Скажи, кому из наших обезличившихся космополитов-гуманистов есть дело до собственно русского? Товарищ Сталин, хоть и был он, не спорю, и тиран и кровопийца, большой мудростью обладал и суть болезни этой понимал правильно. И русский народ он любил, это факт. Мне сам Молотов об этом говорил: „Немцы Россией управляли, но народ русский не любили, а Сталин — любил!“. Потому, когда уже совсем за горло взяли и терпежу никакого не было, подтянул таки вожжи. Да вот беда, не успел дело до конца справить. Не дали. Перепугались соратнички — большевистское сучье продажное, и Вячеслав Михайлович Молотов в их числе.

Ведь для них, как ни крути, патриотизм был да и есть лишь низшая, вымирающая стадия развития любви общечеловеческой. Отсюда невиданное по размерам злых следствий для русских и России противоречие: крепкая, подчас даже самоотверженная вера в отвлеченный идеал, и рядом — наивное или упрямо-тупое незнание и пренебрежение действительностью, желание блага своему народу и родине и одновременно полное непонимание, что такое свое, отечественное...

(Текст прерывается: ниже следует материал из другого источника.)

Issue #65, opened 2016-08-31
CVE-2016-6298: Million Messages Attack vulnerability


simo5:
The jwcrypto implementation of the RSA1_5 algorithm is vulnerable to the Million Message Attack described in [RFC 3128](https://www.ietf.org/rfc/rfc3218.txt).

A timing attack can be leveraged against the implementation to detect when a chosed ciphertext generates a valid header and padding because invalid headr/padding generates a code exception and cryptographic operations are terminated earlier resulting in measurably faster processing over the network.

Many thanks to Dennis Detering <dennis.detering@rub.de> for discovering and reporting this vulnerability.

PR #66, opened 2016-08-31
Fix for CVE-2016-6298

simo5:
This fixes the security issue reported in #65

### DIFF
--- a/jwcrypto/jwa.py
+++ b/jwcrypto/jwa.py
@@ -379,6 +379,23 @@ class _Rsa15(_RSA, JWAAlgorithm):
     def __init__(self):
         super(_Rsa15, self).__init__(padding.PKCS1v15())
 
+    def unwrap(self, key, bitsize, ek, headers):
+        self._check_key(key)
+        # Address MMA attack by implementing RFC 3218 - 2.3.2. Random Filling
+        # provides a random cek that will cause the decryption engine to
+        # run to the end, but will fail decryption later.
+
+        # always generate a random cek so we spend roughly the
+        # same time as in the exception side of the branch
+        cek = _randombits(bitsize)
+        try:
+            cek = super(_Rsa15, self).unwrap(key, bitsize, ek, headers)
+            # always raise so we always run through the exception handling
+            # code in all cases
+            raise Exception('Dummy')
+        except Exception:  # pylint: disable=broad-except
+            return cek
+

Вот от этих-то противоречий дьявольских и проистекает неопределенность характера, бабий норов товарища Кара-Мурза. Он, словом, сам себя высек, а посему и является потерянным междометием в квадрате. С такой хилой конституцией за державу не постоишь. Здесь непременно должны быть бульдожья хватка, стальная убежденность да упорная борьба.

Кровавая и бескровная, насильственная и мирная, военная и хозяйственная, педагогическая и администраторская... Ну, уж чего-чего, а этого добра у большевиков всегда хватало.

— Хватало да не всегда. Было да сплыло. Потому что прицел оказался кривой, а спохватились поздно. Сам посмотри, что вокруг творится. Большевики деградировали и, можно сказать: „Слава Богу“, но вот вожжи-то они отпустили, а подхватить их некому. А если и есть здоровые силы, которые могли бы подхватить и выправить все, да им не дают. Держат, суки, за горло и не пущают. И несется держава наша в бездну, сердцем чую, не устоит.

— И кто кого за горло держит, не пойму что-то. Ты, Гуков, как ветхозаветный пророк стал, все загадочками говоришь. Так и в блаженного превратиться недолго или в попугайщика. Я на юге такого дядю видел. Сидит у него на плече попугай и билетики из шапки вытаскивает. А в билетиках написано что-нибудь туманно-мистическое: „Жди, родная, дело будет“. Дамочкам очень нравилось, платили охотно.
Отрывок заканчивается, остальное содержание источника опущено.